KLIEN RAWAT INAP Perawat harus memberitahu keluarga klien secara tepat tentang kebutuhan perawatan klien.Keluarga harus diberitahu apakah klien boleh miring pada satu atau kedua sisi mata ataukah harus mempertahankan kelurusan punggung,hanya boleh terlentang , apakah klien boleh menggunakan bantal di bawah kepala dan seberapa banyak bagian kepala tempat tidur boleh ditinggikan dan klien diposiskan pada sisi tertentu , Jika klien di izinkan turun dari tempat tidur ,perawatan harus dilakukan agar kepala tidak bergerak atau klien menggerakkan kepala secara tiba-tiba. Aktivitas seksual biasanya dapat dimulai pada 1-8 minggu pascaoperasi, bergantung prosedur operasi yang dilakukan .Dokter akan menjelaskan hal ini kepada klien .Perawat memastikan bahwa klien mengerti apa yang dijelaskan .klien dan keluarga harus didorong untuk memetuhi program pengobatan selama periode penyembuhan di rumah sehingga tidak membahayakan keberhasilan operasi. PERAWATAN DI RUMAH PASCAOPERASI MATA Beritahu klien dan keluarga untuk : 1. Selalu mencuci tangan sebelum memberikan obat mata. Cek label pada botol obat secara seksama untuk memastikan ketepatan medikasi.
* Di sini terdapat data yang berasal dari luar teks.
PR #22295, opened 2025-06-19
simplify filter predicate before converting row_number + filter to topn

stdrc:

## Checklist

## Documentation

<details>

</details>

### DIFF
--- a/src/frontend/planner_test/tests/testdata/output/over_window_function.yaml
+++ b/src/frontend/planner_test/tests/testdata/output/over_window_function.yaml
@@ -855,6 +855,110 @@
           └─StreamOverWindow { window_functions: [row_number() OVER(PARTITION BY t.x ORDER BY t.y ASC ROWS BETWEEN UNBOUNDED PRECEDING AND CURRENT ROW)] }
             └─StreamExchange { dist: HashShard(t.x) }
               └─StreamTableScan { table: t, columns: [t.x, t.y, t.z, t._row_id], stream_scan_type: ArrangementBackfill, stream_key: [t._row_id], pk: [_row_id], dist: UpstreamHashShard(t._row_id) }
+- name: test ibis window function optimization
+  sql: |
+    CREATE TABLE t (a INT, b INT, c INT);
+    SELECT a, b, c
+    FROM (
+      SELECT
+        a, b, c,
+        ROW_NUMBER() OVER (PARTITION BY a ORDER BY b) - 1 AS rn
+      FROM t
+    )
+    WHERE rn < 10;
+  logical_plan: |-
+    LogicalProject { exprs: [t.a, t.b, t.c] }
+    └─LogicalFilter { predicate: ($expr1 < 10:Int32) }
+      └─LogicalProject { exprs: [t.a, t.b, t.c, (row_number - 1:Int32) as $expr1] }
+        └─LogicalOverWindow { window_functions: [row_number() OVER(PARTITION BY t.a ORDER BY t.b ASC ROWS BETWEEN UNBOUNDED PRECEDING AND CURRENT ROW)] }
+          └─LogicalProject { exprs: [t.a, t.b, t.c, t._row_id, t._rw_timestamp] }
+            └─LogicalScan { table: t, columns: [t.a, t.b, t.c, t._row_id, t._rw_timestamp] }
+  optimized_logical_plan_for_batch: |-
+    LogicalTopN { order: [t.b ASC], limit: 10, offset: 0, group_key: [t.a] }
+    └─LogicalScan { table: t, columns: [t.a, t.b, t.c] }
+  optimized_logical_plan_for_stream: |-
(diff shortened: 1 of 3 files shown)


stdrc:
* **#22295** <a href="https://app.graphite.dev/github/pr/risingwavelabs/risingwave/22295?utm_source=stack-comment-icon" target="_blank">Graphite</a> 👈 <a href="https://app.graphite.dev/github/pr/risingwavelabs/risingwave/22295?utm_source=stack-comment-view-in-graphite" target="_blank">(View in Graphite)</a>
* `main`


<h2></h2>

src/frontend/src/optimizer/rule/over_window_to_topn_rule.rs
```diff
@@ -137,6 +150,131 @@ impl Rule for OverWindowToTopNRule {
...
+            Add | Subtract => {
+                let inputs = arithmetic_func.inputs();
+                if inputs.len() == 2 {
+                    // Find column reference and constant
+                    let (column_ref, arith_const, reverse_op) = if inputs[1].is_const() {
+                        // col op const
+                        let reverse_op = match arithmetic_func.func_type() {
+                            Add => Subtract,
+                            Subtract => Add,
+                            _ => return None,
```
xxchan:
```suggestion
                            _ => unreachable!(),
```

src/frontend/src/optimizer/rule/over_window_to_topn_rule.rs
```diff
@@ -137,6 +150,131 @@ impl Rule for OverWindowToTopNRule {
     }
 }
 
+impl OverWindowToTopNRule {
+    /// Simplify arithmetic expressions in filter conditions before TopN optimization
+    /// For example: (`row_number` - 1) = 0 -> `row_number` = 1
+    fn simplify_filter_arithmetic(&self, filter: &LogicalFilter) -> Option<LogicalFilter> {
```
xxchan, line 156: Maybe `simplify_comparison_arithmetic`?

src/frontend/planner_test/tests/testdata/output/over_window_function.yaml
```diff
@@ -855,6 +855,110 @@
...
+        a, b, c,
+        ROW_NUMBER() OVER (PARTITION BY a ORDER BY b) + 1 AS rn_plus_one
+      FROM t
+    )
+    WHERE rn_plus_one = 2;
+  logical_plan: |-
+    LogicalProject { exprs: [t.a, t.b, t.c, $expr1] }
+    └─LogicalFilter { predicate: ($expr1 = 2:Int32) }
+      └─LogicalProject { exprs: [t.a, t.b, t.c, (row_number + 1:Int32) as $expr1] }
+        └─LogicalOverWindow { window_functions: [row_number() OVER(PARTITION BY t.a ORDER BY t.b ASC ROWS BETWEEN UNBOUNDED PRECEDING AND CURRENT ROW)] }
```
kwannoel, line 921: Potential for future optimization? Seems like `rn_plus_one` is always `2`. I guess this can just be a project

src/frontend/src/optimizer/rule/over_window_to_topn_rule.rs
```diff
@@ -137,6 +150,131 @@ impl Rule for OverWindowToTopNRule {
...
+
+        if new_expr != expr {
+            Some(Condition::with_expr(new_expr))
+        } else {
+            None
+        }
+    }
+}
+
+/// Filter arithmetic simplification rewriter: simplifies (col op const) = const2 to col = (const2 `reverse_op` const)
```
kwannoel: This optimizer rule seems kind of adhoc. If we want to add it, we'd better clarify in the docstring that this is specifically used for OverWindow, to simplify the filter predicate and allow it to be rewritten to TopN.

Further, we should also state that it only supports `-/+` for `op/reverse_op`.
```
(col op const) = const2 to col = (const2 `reverse_op` const)
```

kwannoel: > This optimizer rule seems kind of adhoc. If we want to add it, we'd better clarify in the docstring that this is specifically used for OverWindow, to simplify the filter predicate and allow it to be rewritten to TopN.

Oh nevermind it's already part of the `over_window_to_topn_rule` module, ignore this comment.

kwannoel (approved):

src/frontend/src/optimizer/rule/over_window_to_topn_rule.rs
stdrc: `simplify_filter_arithmetic` is called for `Filter` node with no brain, I guess the name works.

src/frontend/planner_test/tests/testdata/output/over_window_function.yaml
stdrc: Indeed, but I guess if the condition is like this one, the user won't want to keep the row number in the final select list.

PR #22301, opened 2025-06-20
fix(parquet-source): recursively check the schema of nested data types

wcy-fdu:

The previous implementation only performed schema checks on the outermost layer of nested data types, which could lead to mismatches in the inner schema. 
e.g  `struct<f1: Double, f2: Utf8>` should not match `rw_struct<f1: decimal, f2: Utf8>`

This PR adds recursive validation for nested types and includes unit tests.

## Checklist

## Documentation

<details>

</details>


wcy-fdu:
This PR only adds schema checks. For user-defined columns, if they do not match the Parquet schema 
1. The column name cannot be found in the Parquet file; 
2. The column name matches but the data type is inconsistent), 

a null value will currently be filled in. In the future, we may read the metadata of a Parquet file when creating a source/table to inform the user in advance about any schema mismatches.

src/common/src/array/arrow/arrow_impl.rs
```diff
@@ -1442,82 +1443,199 @@ impl From<&arrow_array::Decimal256Array> for Int256Array {
...
+        | (ArrowType::Binary | ArrowType::LargeBinary, RwType::Bytea) => true,
+
+        // Struct type recursive matching
+        // Arrow's Struct matches RisingWave's Struct if all field names and types match recursively
+        (ArrowType::Struct(arrow_fields), RwType::Struct(rw_struct)) => {
+            if arrow_fields.len() != rw_struct.len() {
+                return false;
+            }
+            for (arrow_field, (rw_name, rw_ty)) in
+                arrow_fields.iter().zip_eq_debug(rw_struct.iter())
```
xiangjinwu:
```suggestion
                arrow_fields.iter().zip_eq_fast(rw_struct.iter())
```

src/common/src/array/arrow/arrow_impl.rs
```diff
@@ -48,6 +48,7 @@ use arrow_buffer::OffsetBuffer;
 use arrow_schema::TimeUnit;
 use chrono::{DateTime, NaiveDateTime, NaiveTime};
 use itertools::Itertools;
+use rw_iter_util::ZipEqDebug;
```
xiangjinwu: unused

Cegah kontaminasi pada botol obat. 2. Teteskan hanya sejumlah tetesan yang dianjurkan ; lakukan penekanan pada kantus medial untuk mencegah absorpsi sistemik ; tutup mata secara perlahan . 3. Ganti balutan minimal 1 kali sehari 4. Ikuti jadwal pengobatan yang diberikan secara tepat.Berikan jadwal tertulis 5. Pertahankan posisi kepala yang ditentukan dan batasi aktivitas 6. Laporkan tanda-tanda komplikasi yang meliputi peningkatan nyeri mata mendadak (indikasi pendarahan),drainase puluren ,penurunan visus,tanda peningkatan tekanan intraocular (TIO) seperti nyeri dahi.